Kalimantan Timur dikenal sebagai salah satu wilayah dengan kekayaan sumber daya alam yang melimpah di Indonesia. Hutan tropisnya menyimpan potensi besar bagi industri kehutanan, pertambangan, dan perkebunan kelapa sawit. Namun di balik pesatnya ekspansi perusahaan tersebut, muncul berbagai konflik lahan antara perusahaan, masyarakat adat, dan pemerintah.
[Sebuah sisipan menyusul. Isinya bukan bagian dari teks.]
PR #119, opened 2022-02-28
AccessDaiBlock Component

### LINKED ISSUE #115: Implement `AccessDaiBlock` component
### Goal

Implemented `AccessDaiBlock` component in the storybook

### Context

Similar to the `AuthorisationBlock` we would need to have component titles as `Allow access to DAI`, with one button (which is active or inactive depending on the `isDaiAccessGranted` and `disabled`)

### Assets

Component disabled:
MakerDAO@2x (1)

Component with `isDaiAccessGranted` true:
MakerDAO@2x (5)

The context:
MakerDAO - Bid with DAI (total)@2x

### Tasks
- [x] create new `AccessDaiBlock` inside `transaction` folder
- [x] please check that `isExplanationsShown` is taken into the account
- [x] please check that `isLoading` is taken into the account
- [x] create a story

fegbert:
closes #115

**default**

image

**disabled**

image

**loading**

image

**access granted**

image

**expert mode**

image

## Questions:

- In the mock, the `disabled` state looks different than the look we use for other buttons. Is this intentional & should I change it to look like the mock, or should I keep the style we are currently using?
- Should the button be disabled when access is already granted? If not, should it have an action / emit an event?

### DIFF
--- a/frontend/components/transaction/AccessDaiBlock.vue
+++ b/frontend/components/transaction/AccessDaiBlock.vue
@@ -1,0 +1,55 @@
+<template>
+    <div>
+        <TextBlock title="Allow access to DAI">
+            This action allows you to deposit DAI into the
+            <Explain text="VAT">
+                The
+                <a
+                    href="https://docs.makerdao.com/smart-contract-modules/core-module/vat-detailed-documentation#2-contract-details"
+                >
+                    VAT contract
+                </a>
+                is the core vault engine of the Maker Protocol and manages the central accounting invariants of DAI.
+                Depositing and interacting with the VAT is necessary in order to participate in auctions.
+            </Explain>
+            . The following transaction authorizes the wallet address to deposit into the VAT. It is a prerequisite to
+            participate in the auction.
+        </TextBlock>
+        <div class="flex flex-row-reverse mt-3">
+            <BaseButton
+                v-if="!isDaiAccessGranted"
+                type="primary"
+                :disabled="disabled"
+                @click="$emit('grantDaiAccess')"
+            >
+                Allow access to DAI
+            </BaseButton>
+            <BaseButton v-else>Access to Dai was granted</BaseButton>
+        </div>
+    </div>
+</template>
+
+<script lang="ts">
+import Vue from 'vue';
+import TextBlock from '~/components/common/TextBlock.vue';
+import BaseButton from '~/components/common/BaseButton.vue';
+import Explain from '~/components/utils/Explain.vue';
+
+export default Vue.extend({
+    components: {
+        TextBlock,
+        BaseButton,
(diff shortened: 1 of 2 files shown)


valiafetisov:
> Is this intentional & should I change it to look like the mock, or should I stay with the "normal" style (as seen in the preview above)?

It should be similar to the other auth steps, it's just a whimsical limitation, the looks on the screenshots are good!

> Should the button be disabled when access is already granted? If not, should it have an action / emit an event?

Good question. I think for now the state should disabled, similar to the other auth steps.

LukSteib:
> Good question. I think for now the state should disabled, similar to the other auth steps. We may add revert operation since this allow access [is more dangerous than other auth steps](https://user-images.githubusercontent.com/3393626/151387065-860a982e-2635-481c-bb40-c8444d37c4fb.png). @LukSteib, what do you think?

I would stick to the usual auth step for now and disable the button once auth was done. 
I see your point, though, of potentially providing an option to revert. However this has the downsides of 
a) tx fees for each revert and auth cycle
b) risk of a using reverting while still having dai deposited (which would require an other auth to withdraw ...) 
-> Hence we would definitely think about this flow more thoroughly

frontend/components/transaction/AccessDaiBlock.vue
```diff
@@ -0,0 +1,64 @@
...
+            default: false,
+        },
+        isLoading: {
+            type: Boolean,
+            default: false,
+        },
+        isDaiAccessGranted: {
+            type: Boolean,
+            required: false,
+        },
```
valiafetisov, line 57: The prop should either be required or the default value should be provided, I think this one is critical for the component to work:
```suggestion
        isDaiAccessGranted: {
            type: Boolean,
            required: true,
        },
```

Also, can you please add this lint rule and validate that it works?
https://eslint.vuejs.org/rules/require-default-prop.html

valiafetisov (approved):

frontend/components/transaction/AccessDaiBlock.vue
fegbert: This is actually already set (to warn), but it doesn't count `boolean` props.

> This rule requires default value to be set for each props that are not marked as `required` (except `Boolean` props).

I've looked for another rule to add the check for booleans but I have only found one which does the exact opposite (not allow default values) 🙁

valiafetisov (approved):

LukSteib (changes requested):
- [ ] Can you please use the text provided here https://github.com/sidestream-tech/unified-auctions-ui/issues/115#issuecomment-1054094572

LukSteib (approved):

valiafetisov (approved):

Konflik ini menjadi salah satu isu sosial-lingkungan paling serius di Kalimantan Timur dalam dua dekade terakhir.
Konflik lahan di Kalimantan Timur berakar pada tumpang tindihnya penguasaan tanah antara masyarakat lokal, dengan izin usaha yang diberikan pemerintah kepada perusahaan besar.
Banyak perusahaan perkebunan sawit, hutan tanaman industri (HTI), serta tambang batu bara memperoleh izin konsesi di lahan yang telah lama dihuni atau digarap masyarakat. Akibatnya, masyarakat kehilangan akses terhadap lahan pertanian, sumber air, dan hutan adat yang selama ini menjadi sumber kehidupan mereka.
Penyebab Utama Konflik
1. Tumpang Tindih Izin dan Lemahnya Tata Ruang
Pemberian izin usaha sering tidak memperhatikan keberadaan pemukiman atau tanah adat. Peta tata ruang daerah yang tidak sinkron dengan peta izin usaha menimbulkan tumpang tindih kepemilikan lahan.
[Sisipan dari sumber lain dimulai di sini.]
PR #122, opened 2022-02-28
BidBlock Component

### LINKED ISSUE #118: Implement `BidBlock` component
### Goal

Implemented `BidBlock` component in the storybook

### Context

Similar to other transaction blocks, we will need to have component `BidBlock` titled as `Bid`, with one button `Bid XXX.XX DAI for XXX.XX ${collateralSymbol}`.

### Assets

MakerDAO@2x (11)

### Tasks
- [x] create new `BidBlock` inside `transaction` folder
- [x] please check that `isExplanationsShown` is taken into the account
- [x] please check that `isLoading` is taken into the account
- [x] please check that `disabled` is taken into the account
- [x] create a story for all possible states

fegbert:
closes #118 

**default**

image

**disabled**

image

**loading**

image

**expert mode**

image

### DIFF
--- a/frontend/components/transaction/BidBlock.vue
+++ b/frontend/components/transaction/BidBlock.vue
@@ -1,0 +1,58 @@
+<template>
+    <div>
+        <TextBlock v-if="isExplanationsShown" title="Made a bid">
+            Auction participation incurs transaction fees (paid in ETH). Hence the connected wallet needs to hold
+            enough funds to cover these fees. Whenever a transaction that incurs such fees needs to be processed a
+            confirmation from within the wallet is necessary and will be prompted.
+        </TextBlock>
+        <div class="flex flex-row-reverse mt-3">
+            <BaseButton :disabled="disabled" :is-loading="isLoading" type="primary">
+                <span
+                    >Bid <format-currency :value="totalPrice" currency="DAI" /> for
+                    <format-currency :value="collateralAmount" :currency="collateralSymbol"
+                /></span>
+            </BaseButton>
+        </div>
+    </div>
+</template>
+
+<script lang="ts">
+import Vue from 'vue';
+import TextBlock from '~/components/common/TextBlock.vue';
+import BaseButton from '~/components/common/BaseButton.vue';
+import FormatCurrency from '~/components/utils/FormatCurrency.vue';
+
+export default Vue.extend({
+    components: {
+        TextBlock,
+        BaseButton,
+        FormatCurrency,
+    },
+    props: {
+        isExplanationsShown: {
+            type: Boolean,
+            default: true,
+        },
+        isLoading: {
+            type: Boolean,
+            default: false,
+        },
+        disabled: {
+            type: Boolean,
+            default: false,
+        },
+        totalPrice: {
+            type: Object as Vue.PropType<BigNumber>,
+            default: undefined,
+        },
+        collateralAmount: {
+            type: Object as Vue.PropType<BigNumber>,
+            default: undefined,
+        },
+        collateralSymbol: {
+            type: String,
+            default: '',
+        },
+    },
+});
+</script>
--- a/frontend/components/transaction/BidBlock.stories.js
+++ b/frontend/components/transaction/BidBlock.stories.js
@@ -1,0 +1,55 @@
+import { storiesOf } from '@storybook/vue';
+import BidBlock from './BidBlock';
+import { generateFakeAuction } from '~/helpers/generateFakeAuction';
+
+const fakeAuction = generateFakeAuction();
+
+const common = {
+    components: { BidBlock },
+    data() {
+        return {
+            auction: fakeAuction,
+        };
+    },
+};
+
+storiesOf('Transaction/BidBlock', module)
+    .add('Default', () => ({
+        ...common,
+        template: `
+    <BidBlock 
+        :totalPrice="auction.totalPrice"
+        :collateralAmount="auction.collateralAmount"
+        :collateralSymbol="auction.collateralSymbol"
+    />`,
+    }))
+    .add('Disabled', () => ({
+        ...common,
+        template: `
+    <BidBlock 
+        :totalPrice="auction.totalPrice"
+        :collateralAmount="auction.collateralAmount"
+        :collateralSymbol="auction.collateralSymbol"
+        disabled
+    />`,
+    }))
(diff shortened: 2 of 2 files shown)


frontend/components/transaction/BidBlock.vue
```diff
@@ -0,0 +1,58 @@
...
+        },
+        isLoading: {
+            type: Boolean,
+            default: false,
+        },
+        disabled: {
+            type: Boolean,
+            default: false,
+        },
+        totalPrice: {
```
valiafetisov, line 44: this should be `transactionAmountDAI`

frontend/components/transaction/BidBlock.vue
```diff
@@ -0,0 +1,58 @@
...
+        <TextBlock v-if="isExplanationsShown" title="Made a bid">
+            Auction participation incurs transaction fees (paid in ETH). Hence the connected wallet needs to hold
+            enough funds to cover these fees. Whenever a transaction that incurs such fees needs to be processed a
+            confirmation from within the wallet is necessary and will be prompted.
+        </TextBlock>
+        <div class="flex flex-row-reverse mt-3">
+            <BaseButton :disabled="disabled" :is-loading="isLoading" type="primary">
+                <span>
+                    Bid <format-currency :value="totalPrice" currency="DAI" /> for
+                    <format-currency :value="collateralAmount" :currency="collateralSymbol" />
```
valiafetisov, line 12: Let's show `Bidding...` while `isLoading`

frontend/components/transaction/BidBlock.vue
```diff
@@ -0,0 +1,58 @@
+<template>
+    <div>
+        <TextBlock v-if="isExplanationsShown" title="Made a bid">
+            Auction participation incurs transaction fees (paid in ETH). Hence the connected wallet needs to hold
+            enough funds to cover these fees. Whenever a transaction that incurs such fees needs to be processed a
+            confirmation from within the wallet is necessary and will be prompted.
```
valiafetisov, line 6: Please use text from `ExecutionBlock`: 
> Auction bidding incurs transaction fee of approximately 0.001 ETH, hence, the connected wallet needs to hold enough funds to cover these fees. The transaction fee is a recommended value and based on the average fast fee. The amount can be edited by the participant to influence the speed of the transaction.

(making transactionFee as a prop)

valiafetisov (commented):
Please also accept transaction hash, just like `ExecutionBlock` to support finished state. I would certainly accept `AuctionTransaction` object here

frontend/components/transaction/BidBlock.vue
valiafetisov: `totalPrice` is the wrong thing to show

fegbert:
> Please also accept transaction hash, just like ExecutionBlock to support finished state

Should I also show something for the finished state then?

valiafetisov:
Yes, the same thing as in the Execution block. Note: when you copy a code without changes (like here, finished auction transaction message) you can just split it into a separate component and use it in several places.

frontend/components/transaction/BidBlock.vue
```diff
@@ -0,0 +1,81 @@
...
+        state(): string {
+            if (this.isLoading) {
+                return 'loading';
+            }
+            if (this.disabled) {
+                return 'disabled';
+            }
+            if (this.auctionTransaction.transactionProfit?.isLessThan(0)) {
+                return 'notProfitable';
+            }
```
valiafetisov, line 73: There is no profit in this transaction and therefore no `notProfitable` state

frontend/components/transaction/BidBlock.vue
```diff
@@ -0,0 +1,81 @@
+<template>
+    <div>
+        <TransactionMessage
+            :is-explanations-shown="isExplanationsShown"
+            :is-finished="state === 'executed'"
+            :transaction-address="auctionTransaction.transactionAddress"
```
valiafetisov, line 6: If `transactionAddress` exists that means it's `isFinished`, therefore, you can remove this extra prop

frontend/components/transaction/ExecutionBlock.vue
```diff
@@ -64,23 +45,17 @@
 import Vue from 'vue';
 import BigNumber from 'bignumber.js';
 import { Alert } from 'ant-design-vue';
-import TextBlock from '~/components/common/TextBlock.vue';
 import BaseButton from '~/components/common/BaseButton.vue';
-import FormatAddress from '~/components/utils/FormatAddress.vue';
-import FormatCurrency from '~/components/utils/FormatCurrency.vue';
-import Explain from '~/components/utils/Explain.vue';
 import ExecuteWithOtherWalletBlock from '~/components/transaction/ExecuteWithOtherWalletBlock.vue';
+import TransactionMessage from '~/components/transaction/TransactionMessage.vue';
```
valiafetisov, line 50: Can you please remove `transactionURL` from the `ExecutionBlock.vue` component? it's unrelated to your PR, but unused

valiafetisov (dismissed):

frontend/components/transaction/TransactionMessage.vue
```diff
@@ -0,0 +1,54 @@
...
+            <Explain text="average fast fee">
+                <a href="https://ethereum.org/en/developers/docs/gas/#why-can-gas-fees-get-so-high" target="_blank">
+                    Gas Prices can change
+                </a>
+                due to changing busyness of the Ethereum network. However, you can look up the current average gas
+                price
+                <a href="https://ethgasstation.info/" target="_blank"> here </a> </Explain
+            >. The amount can be edited by the participant to influence the speed of the transaction. <br /><br />
+            By default, the profit from a successful bidding will be sent to the same wallet which executed the
+            transaction. However, you can provide a different address which will receive the transaction profit.
```
LukSteib, line 20: - [ ] This part of the message should not be shown for the new `BidBlock` as it does not apply to the Dai bidding flow but only to the swapping based flow that we have implemented in the past. (so please remove here)

LukSteib (changes requested):
* Do we ensure that the button size increases dynamically even when numbers displayed can get very large?

fegbert:
> Do we ensure that the button size increases dynamically even when numbers displayed can get very large?

Yes, as long as there's space on the page the button can grow with bigger numbers 🙂

valiafetisov (approved):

2. Tidak Diakuinya Hak Masyarakat Adat
Banyak komunitas adat belum memiliki sertifikat atau pengakuan hukum atas tanah mereka, sehingga mudah digusur dengan dasar legalitas izin perusahaan.
3. Kepentingan Ekonomi dan Politik
Investasi besar di sektor perkebunan sering didorong oleh kepentingan ekonomi elit lokal dan nasional, sehingga aspirasi masyarakat sering diabaikan.